Friday Music Geek-Out #1

So, I haven’t been able to teach music-focused courses for a few years (budget cuts). This means that I haven’t been forced to set time aside to listen to and think about music as music, music for its own sake, music history for its own sake, etc. And I miss that. So, this summer I’m going to try to post a strictly music post every Friday. Basically, this is me geeking out, and sharing some of that with you all. Hopefully I won’t get too busy or distracted to do this.
I thought I’d start with Giorgio Moroder and Donna Summer’s 1977 “I Feel Love.” It’s a classic disco track, and one of the first electronic dance records.
Summer and Moroder original:
Patrick Cowley’s 1982 extended mix is the classic remix of this song:
What is that sample around 10:54 and then again at 11:08-11? The descending triplets? I’m pretty sure it’s sampled by Clint Mansell in the soundtrack for Pi the move. If it’s not a sample, then they’re sure using similar equipment/patches/etc.
Mixed with Yaz’s “Don’t Go” by Lemon 8:
I don’t have much to say about it, other than it’s a brilliant track.
 
Covered by Bronski Beat/Marc Almond:
The vocals are even more regimented and “quantized” to the 4/4 meter than Summers’s originals. The shift from black female (presumably hetero) singer and chorus to openly gay white male singer and chorus is worth further consideration, especially in light of the fact that gay white men often appropriate/identify with black pop divas. What we need to think about in this context is the role of the synthesizer, the fact that Moroder and Summers’s original is one of the first electronic dance records. The vocals in the Bronski Almond are definitely more “bluesy” and “soulful” than Summers’s breathy, ethereal ones. There’s also much more of a bluesy/rock feel to the rhythm section.

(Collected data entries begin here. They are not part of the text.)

PR #4583, opened 2021-01-31
Pygraphviz choco

jarrodmillman:
Bash and PowerShell have different syntax for line continuations and for ``for`` loops.  So you can not do something like
```
    - name: Before install
      run: |
        if [ "$RUNNER_OS" == "Linux" ]; then
          sudo apt-get update
          sudo apt-get install graphviz graphviz-dev
        elif [ "$RUNNER_OS" == "macOS" ]; then
          brew install graphviz
        elif [ "$RUNNER_OS" == "Windows" ]; then
          choco install graphviz
        fi
```
without also doing something like
```
  extra:
    runs-on: ${{ matrix.os }}
    defaults:
       run:
         shell: bash
```

That uses Bash for all OSes; but then Windows fails to build extension code because the development environment for Windows is not setup/configured for Git Bash.  It may be possible to get this working, but I decided to use the default shell for each OS.

This requires moving the logic that detects what OS you are running on outside of all the ``run`` steps.  For example,
```
    - name: Before install (macOS)
      if: runner.os == 'macOS'
      run: brew install graphviz
```
You can see more about context and expression syntax here:
- https://docs.github.com/en/actions/reference/context-and-expression-syntax-for-github-actions

In particular, you can use these operators to do more complex checks:
- https://docs.github.com/en/actions/reference/context-and-expression-syntax-for-github-actions#operators

One thing that tripped me up a bit was the fact that double quotes are invalid.  That is, this prevents the whole ``test.yml`` workflow from even loading:
```
    - name: Before install (macOS)
      if: runner.os == "macOS"
      run: brew install graphviz
```

### DIFF
--- a/.github/workflows/test.yml
+++ b/.github/workflows/test.yml
@@ -69,7 +69,7 @@ jobs:
       with:
         python-version: ${{ matrix.python-version }}
 
-    - name: Before install (non-windows)
+    - name: Before install (Linux)
       if: runner.os == 'Linux'
       run: sudo apt-get update && sudo apt-get install graphviz graphviz-dev
 
@@ -77,7 +77,7 @@ jobs:
       if: runner.os == 'macOS'
       run: brew install graphviz
 
-    - name: Before install (windows)
+    - name: Before install (Windows)
       if: runner.os == 'Windows'
       run: choco install graphviz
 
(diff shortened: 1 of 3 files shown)


rossbar (approved):
Thanks for figuring this out @jarrodmillman . Though it's a bit inconvenient to have to have OS-specific steps, it's all very clear and easy to follow. This looks good given the constraints, +1 for going with what works rather than trying to figure out how to configure a windows build environment with a different shell.

dschult (approved):
Hooray for testing graphviz on Windows!
:}   I approve.

stefanv:
Nice work, thanks!

PR #4588, opened 2021-02-01
Enhancement intersection function 3265

ldelille:
This is a proposition to fix issue #3265 - Enhancement for the intersection of two graphs. 

The code does not raise a Value Error anymore when we try to intersect two graphs that don't have the same node sets. It now returns a graph which contains all the nodes that are the intersection of the two node sets and edges that are the intersection of the two edge sets.

I added a few tests and modified those which where expecting an error when running intersection function for two different node sets. I updated documentation accordingly.

### DIFF
--- a/networkx/algorithms/operators/binary.py
+++ b/networkx/algorithms/operators/binary.py
@@ -137,7 +137,7 @@ def disjoint_union(G, H):
 
 
 def intersection(G, H):
-    """Returns a new graph that contains only the edges and the nodes that exist in
+    """Returns a new graph that contains only the nodes and the edges that exist in
     both G and H.
 
     Parameters
@@ -162,7 +162,6 @@ def intersection(G, H):
     >>> R.remove_nodes_from(n for n in G if n not in H)
     >>> R.remove_edges_from(e for e in G.edges if e not in H.egdes)
     """
-
     if not G.is_multigraph() == H.is_multigraph():
         raise nx.NetworkXError("G and H must both be graphs or multigraphs.")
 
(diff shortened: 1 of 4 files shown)


networkx/algorithms/operators/binary.py
```diff
@@ -137,15 +137,13 @@ def disjoint_union(G, H):
...
+    """Returns a new graph that contains only the nodes and the edges that exist in
     both G and H.
 
-    The node sets of H and G must be the same.
-
     Parameters
     ----------
     G,H : graph
-       A NetworkX graph.  G and H must have the same node sets.
+       A NetworkX graph. G and H can have different node sets but must be both graphs or both multigraphs.
```
dschult, line 146: Could one be a MultiGraph and the other be a Graph?
What happens in that case?

ldelille: It raises a NetworkX error, I didn't find any straightforward definition for the intersection of graphs of different types.

dschult (approved):
Looks good to me!   Thanks!

jarrodmillman (approved):

stefanv:
What happens to edge attributes?  Should whatever happens be explicitly mentioned?

ldelille:
> What happens to edge attributes? Should whatever happens be explicitly mentioned?

Like node and graph attributes, they are not copied to the new graph. It is mentioned in the Notes of the function (with a few lines of code to describe how to get the intersection graph with all attributes).

stefanv:
Great, thanks for clarifying!

PR #5536, opened 2022-04-14
Added examples in tournament and tree functions

NikitaSharma1:
Added examples in tournament functions and is_branching() and is_aborescence() functions of tree.


rossbar (approved):
The added examples LGTM, concise and informative. Thanks @NikitaSharma1 !

PR #5549, opened 2022-04-17
Fix min_edge_cover in special cases (#5538)  and correct documentation

dschult:
Fixes the defect described in #5538 while maintaining the current discrepancy between `matching` APIs for bipartite and non-bipartite matching functions. bipartite returns a matching dict of mates, while non-bipartite returns the matching as a set of edges.  

That means that the corrected `min_edge_covering` still returns two types of sets -- if a bipartite matching algorithm is used, it returns a set with both 2-tuples for each edge; while if a non-bipartite matching algorithm is used, it returns a set with one 2-tuple for each edge.  It seems like this should be changed too. And I could add that to this PR or to a separate PR.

It’s as though the stereotypical blackness in the original was located visibly in Summers’s (female) body, but had to be asserted musically by Almond and Bronski Beat. [There is also gestures here at the beginning and end to the other Moroder/Summer collaboration, “Love to Love You Baby”.]
Covered by the Red Hot Chilli Peppers:
Sonically there’s a lot in common with the Bronski Beat version; the sexual politics, however, are vastly different. Here, does Summer serve as just another black musician who white rock bands domesticate? This time, they’re domesticating Moroder’s European-synth sound as well?
Madonna’s reworking into “Future Lovers:
This is clearly an attempt to trace her lineage back to Summer and Moroder. The interesting thing is that when Madonna uses “I Feel Love,” it’s a 30 year old song that still, in 2007, sounds futuristic.